◆ **WHAT THE EXERCISE ASKS**
In the records below, find each line that holds "lengthsTable" and return it.

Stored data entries
- Opening Delimiter -
PR #4541, opened 2023-09-22
Refactored parquet writing code

### LINKED ISSUE #4524: Parquet writing for arrays is slower than it should be, because the implementation relies on ungroup()
Right now, we use a `lengthsSource` and a `valuesSource` for vector-style writing:
```
                final Table lengthsTable = new QueryTable(tableRowSet, columns);
                final ColumnSource<?> lengthSource = lengthsTable
                        .view("len= ((Object)array) == null ? null : (int)array."
                                + (Vector.class.isAssignableFrom(valueSource.getType()) ? "size()" : "length"))
                        .getColumnSource("len");
                final Table ungroupedArrays = lengthsTable.ungroup("array");
                vectorHelper = new VectorColumnWriterHelper(lengthSource, ungroupedArrays.getRowSet());
                helper = vectorHelper;
                valueSource = ungroupedArrays.getColumnSource("array");
```

We should probably re-write this in terms of a `vectorSource` and consume one element at a time, rather than relying on the `ungroup()` operation.

malhotrashivam:
Closes #4524


extensions/parquet/table/src/main/java/io/deephaven/parquet/table/transfer/VariableWidthTransfer.java
```diff
@@ -0,0 +1,135 @@
...
+            this(data, numBytes);
+            this.numValues = numValues;
+        }
+    }
+
+    // TODO Add comments about what to be done before and after calling this method
+    final void transferOnePageToBufferHelper() {
+        if (!hasMoreDataToBuffer()) {
+            return;
+        }
```
rcaudy, line 78: If we're hitting this, maybe there's a bug in the calling code?

extensions/parquet/table/src/main/java/io/deephaven/parquet/table/transfer/VariableWidthTransfer.java
```diff
@@ -0,0 +1,135 @@
...
+                if (cachedValue == null) {
+                    nextEntry = encodeDataForBuffering(data);
+                } else {
+                    nextEntry = cachedValue;
+                    cachedValue = null;
+                }
+                int numBytesBuffered = getNumBytesBuffered();
+                // Always copy the first entry
+                if ((numBytesBuffered != 0 && numBytesBuffered + nextEntry.numBytes > targetPageSize) ||
+                        !addEncodedDataToBuffer(nextEntry)) {
```
rcaudy, line 109: I wonder if we should be passing a `force` boolean, instead of making the implementations responsible for knowing it's the first entry for a page and they *have* to buffer it.

extensions/parquet/table/src/main/java/io/deephaven/parquet/table/transfer/VariableWidthTransfer.java
```diff
@@ -0,0 +1,135 @@
...
+                    stop = true;
+                    cachedValue = nextEntry;
```
rcaudy, line 111: It's sort of clever that if this is `null`, it just falls through to the null entry case in the chunk the next time around. Maybe _too_ clever, since it took me a minute to catch on.

rcaudy:
Note that my comments so far are more "stuff I was thinking about while reading the code so far". I'll do a much more careful pass once this is more complete/polished. I like the direction a *lot*.

extensions/parquet/table/src/main/java/io/deephaven/parquet/table/transfer/VariableWidthTransfer.java
```diff
@@ -0,0 +1,135 @@
...
+                currentChunkIdx++;
+            }
+            if (currentChunkIdx == chunk.size()) {
+                chunk = null;
+            }
+        } while (!stop && tableRowSetIt.hasMore());
+    }
+
+    // TODO Add comments explaining what each does
+    abstract boolean addNullToBuffer();
```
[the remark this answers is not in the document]
malhotrashivam: False would mean that we could not add null to the buffer because its full) and true means we did.
We do have different handling logics for null for different types. For example, for dict encoded strings, we store `NULL_INT` in the IntBuffer, for plain encoded strings, we add `null` to the binary array, and for all vector and array types, we add NULL_INT in the repeatCounts buffer.

extensions/parquet/table/src/main/java/io/deephaven/parquet/table/transfer/VariableWidthTransfer.java
malhotrashivam: Yup, you are right, I can remove this check

extensions/parquet/table/src/main/java/io/deephaven/parquet/table/ParquetInstructions.java
```diff
@@ -83,7 +83,7 @@ public static int getDefaltMaximumDictionarySize() {
         return defaultMaximumDictionarySize;
     }
 
-    private static final int MIN_TARGET_PAGE_SIZE =
+    public static final int MIN_TARGET_PAGE_SIZE =
```
malhotrashivam, line 86: Pending comments from https://github.com/deephaven/deephaven-core/pull/4344#discussion_r1326530910

rcaudy (commented):
This is a partial review we worked on on Friday and I forgot to submit.

extensions/parquet/table/src/main/java/io/deephaven/parquet/table/transfer/InstantArrayTransfer.java
```diff
@@ -0,0 +1,48 @@
...
+import io.deephaven.engine.rowset.RowSequence;
+import io.deephaven.engine.table.ColumnSource;
+import io.deephaven.time.DateTimeUtils;
+import org.jetbrains.annotations.NotNull;
+
+import java.nio.LongBuffer;
+import java.time.Instant;
+
+
+// TODO Ask Ryan if we need to do write something like ReinterpretUtils.instantToLongSource since that's what we do
```
malhotrashivam, line 15: Check with Ryan

extensions/parquet/table/src/test/java/io/deephaven/parquet/table/ParquetTableReadWriteTest.java
```diff
@@ -416,53 +420,133 @@ public void testBigDecimalPrecisionScale() {
         }
     }
 
+    // TODO Delete this
```
malhotrashivam, line 423: Delete this when all types are added

extensions/parquet/table/src/main/java/io/deephaven/parquet/table/ParquetTableWriter.java
```diff
@@ -270,6 +255,13 @@ private static Table pretransformTable(@NotNull final Table table, @NotNull fina
         return transformed;
     }
 
+    private static boolean isVectorDirectType(Class<?> type) {
+        // TODO Would need to add more types, check with Ryan if this seems okay
```
malhotrashivam, line 259: This is pending

extensions/parquet/table/src/main/java/io/deephaven/parquet/table/ParquetTableWriter.java
```diff
@@ -341,458 +337,144 @@ private static ParquetFileWriter getParquetFileWriter(
...
-                        // Split a single page into multiple if we are not able to fit all the entries in one page
-                        do {
-                            int numValuesBuffered = transferObject.transferOnePageToBuffer();
-                            columnWriter.addPage(transferObject.getBuffer(), numValuesBuffered, statistics);
-                        } while (transferObject.hasMoreDataToBuffer());
-                    }
-                }
-            }
-        }
+    // TODO Is it okay to keep this method here? Its only called inside tryEncodeDictionary. I can also make it an
```
malhotrashivam, line 364: Check with Ryan if a better way to do this

extensions/parquet/table/src/main/java/io/deephaven/parquet/table/metadata/ColumnTypeInfo.java
```diff
@@ -39,7 +39,7 @@ public abstract class ColumnTypeInfo {
      * Values for the {@link #specialType()} field.
      */
     public enum SpecialType {
-        StringSet, Vector
+        StringSet, Vector, VectorDirect
```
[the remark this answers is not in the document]
rcaudy: If we think we need this kind of functionality, let's record explicit types like we already do for codec'd fields. This is at best a single-purpose fix.

I would argue that it's a weird practice to end up with direct vectors as the explicit types in a column.

extensions/parquet/table/src/main/java/io/deephaven/parquet/table/transfer/ObjectTransfer.java
```diff
@@ -0,0 +1,76 @@
...
+    }
+
+    @Override
+    final int getNumBytesBuffered() {
+        return numBytesBuffered;
+    }
+
+    @Override
+    final boolean isBufferEmpty() {
+        return numBytesBuffered == 0;
```
rcaudy, line 50:
```suggestion
        return bufferedDataCount == 0;
```

extensions/parquet/table/src/main/java/io/deephaven/parquet/table/transfer/ArrayAndVectorTransfer.java
```diff
@@ -0,0 +1,44 @@
...
+        if (!repeatCounts.hasRemaining()) {
+            return false;
+        }
+        repeatCounts.put(QueryConstants.NULL_INT);
+        return true;
+    }
+
+    @Override
+    final boolean isBufferEmpty() {
+        return getNumBytesBuffered() == 0 && repeatCounts.position() == 0;
```
rcaudy, line 41:
```suggestion
        return repeatCounts.position() == 0;
```

extensions/parquet/table/src/main/java/io/deephaven/parquet/table/transfer/ObjectArrayAndVectorTransfer.java
```diff
@@ -0,0 +1,72 @@
...
+        // Clear any old buffered data
+        if (bufferedDataCount != 0) {
+            Arrays.fill(buffer, 0, bufferedDataCount, null);
+            bufferedDataCount = 0;
+            numBytesBuffered = 0;
+            repeatCounts.clear();
+        }
+        // Fill the buffer with data from the table
+        transferOnePageToBufferHelper();
+        repeatCounts.flip();
```
rcaudy, line 41: So, we flip repeats, but not nullOffsets?

extensions/parquet/table/src/main/java/io/deephaven/parquet/table/transfer/ObjectArrayAndVectorTransfer.java
```diff
@@ -0,0 +1,72 @@
...
+        if (!repeatCounts.hasRemaining()) {
+            Assert.eqFalse(force, "force");
+            return false;
+        }
+        final int numEncodedValues = data.numValues;
+        if (numEncodedValues > bufferSize - bufferedDataCount) {
+            if (force) {
+                // Resize the buffer
+                bufferSize = numEncodedValues + bufferedDataCount;
+                buffer = new Binary[bufferSize];
```
rcaudy, line 60: Since the layer above controls force, we should probably protectively copy the existing data. Or, we could assert that there is none.

extensions/parquet/table/src/main/java/io/deephaven/parquet/table/transfer/PrimitiveArrayAndVectorTransfer.java
```diff
@@ -0,0 +1,63 @@
...
+        repeatCounts.flip();
+        return buffer.limit();
+    }
+
+    final boolean addEncodedDataToBuffer(@NotNull final EncodedData<E> data, boolean force) {
+        if (!repeatCounts.hasRemaining()) {
+            Assert.eqFalse(force, "force");
+            return false;
+        }
+        if (data.numValues > buffer.remaining()) {
```
rcaudy, line 40: I don't think you should re-size the buffers down, but I do think you should refuse to write data that doesn't fit into maxValuesPerPage unless forced. Applies to all similar codecs.

extensions/parquet/table/src/main/java/io/deephaven/parquet/table/transfer/ByteArrayTransfer.java
```diff
@@ -0,0 +1,41 @@
...
+ */
+package io.deephaven.parquet.table.transfer;
+
+import io.deephaven.engine.rowset.RowSequence;
+import io.deephaven.engine.table.ColumnSource;
+import org.jetbrains.annotations.NotNull;
+
+import java.nio.IntBuffer;
+
+final class ByteArrayTransfer extends PrimitiveArrayAndVectorTransfer<byte[], byte[], IntBuffer> {
```
rcaudy, line 12: It looks to me like we should be adding these to `ReplicateParquetTransferObjects`.
You should replicate char to byte and short, and replicate int to long, float, and double.

Same logic applies for the vector codecs.

extensions/parquet/table/src/main/java/io/deephaven/parquet/table/transfer/CharArrayTransfer.java
```diff
@@ -0,0 +1,41 @@
...
+final class CharArrayTransfer extends PrimitiveArrayAndVectorTransfer<char[], char[], IntBuffer> {
+    CharArrayTransfer(@NotNull final ColumnSource<?> columnSource, @NotNull final RowSequence tableRowSet,
+                      final int targetPageSize) {
+        // We encode characters as integers
+        super(columnSource, tableRowSet, targetPageSize / Integer.BYTES, targetPageSize,
+                IntBuffer.allocate(targetPageSize / Integer.BYTES));
+    }
+
+    @Override
+    void encodeDataForBuffering(final char @NotNull [] data, @NotNull final EncodedData<char[]> encodedData) {
```
rcaudy, line 21:
```suggestion
    void encodeDataForBuffering(@NotNull final char [] data, @NotNull final EncodedData<char[]> encodedData) {
```

extensions/parquet/table/src/main/java/io/deephaven/parquet/table/transfer/CharArrayTransfer.java
```diff
@@ -0,0 +1,41 @@
...
+import io.deephaven.engine.rowset.RowSequence;
+import io.deephaven.engine.table.ColumnSource;
+import org.jetbrains.annotations.NotNull;
+
+import java.nio.IntBuffer;
+
+final class CharArrayTransfer extends PrimitiveArrayAndVectorTransfer<char[], char[], IntBuffer> {
+    CharArrayTransfer(@NotNull final ColumnSource<?> columnSource, @NotNull final RowSequence tableRowSet,
+                      final int targetPageSize) {
+        // We encode characters as integers
```
rcaudy, line 15: I've noticed that this comment carried through (incorrectly) to `ByteArrayTransfer`. I think it might replicate cleanly this way, but you should double check.
```suggestion
        // We encode primitive chars as primitive ints
```

extensions/parquet/table/src/main/java/io/deephaven/parquet/table/transfer/CharArrayTransfer.java
```diff
@@ -0,0 +1,41 @@
...
+
+    @Override
+    void resizeBuffer(final int length) {
+        buffer = IntBuffer.allocate(length);
+    }
+
+    @Override
+    void copyToBuffer(final char @NotNull [] data) {
+        for (char c : data) {
+            buffer.put((int) c);
```
rcaudy, line 38: Unnecessary int cast for `put`.
```suggestion
            buffer.put(c);
```

extensions/parquet/table/src/main/java/io/deephaven/parquet/table/transfer/CharVectorTransfer.java
```diff
@@ -0,0 +1,30 @@
...
+    }
+
+    @Override
+    void resizeBuffer(final int length) {
+        buffer = IntBuffer.allocate(length);
+    }
+
+    @Override
+    void copyToBuffer(@NotNull final CharVector data) {
+        data.iterator().forEachRemaining((char value) -> buffer.put((int) value));
```
rcaudy, line 28: Vector iterators should be closed. Unnecessary int cast for `put`.
```suggestion
        try (final CloseablePrimitiveIteratorOfChar dataIterator = data.iterator()) {
            dataIterator.forEachRemaining((char value) -> buffer.put(value));
        }
```

extensions/parquet/table/src/main/java/io/deephaven/parquet/table/transfer/IntVectorTransfer.java
```diff
@@ -0,0 +1,29 @@
...
+    }
+
+    @Override
+    void resizeBuffer(final int length) {
+        buffer = IntBuffer.allocate(length);
+    }
+
+    @Override
+    void copyToBuffer(@NotNull final IntVector data) {
+        data.iterator().forEachRemaining((int value) -> buffer.put(value));
```
rcaudy, line 27: Vector iterators must be closed.
```suggestion
        try (final CloseablePrimitiveIteratorOfInt dataIterator = data.iterator()) {
            dataIterator.forEachRemaining((int value) -> buffer.put(value));
        }
```

rcaudy (commented):
Comments on primitive array and vector transfers. Should replicate these.

extensions/parquet/table/src/main/java/io/deephaven/parquet/table/transfer/CharArrayTransfer.java
malhotrashivam: IntelliJ keeps giving me warnings that `Not annotated parameter overrides @NotNull parameter`, that's why I kept it like this.

extensions/parquet/table/src/main/java/io/deephaven/parquet/table/transfer/CharArrayTransfer.java
malhotrashivam: I wanted to make the conversion explicit, just for clarity. But I can change it back .

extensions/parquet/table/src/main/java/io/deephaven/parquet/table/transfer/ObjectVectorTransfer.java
- Closing Delimiter -
◆ **ANSWER SECTION**
                final Table lengthsTable = new QueryTable(tableRowSet, columns);
                final ColumnSource<?> lengthSource = lengthsTable
                final Table ungroupedArrays = lengthsTable.ungroup("array");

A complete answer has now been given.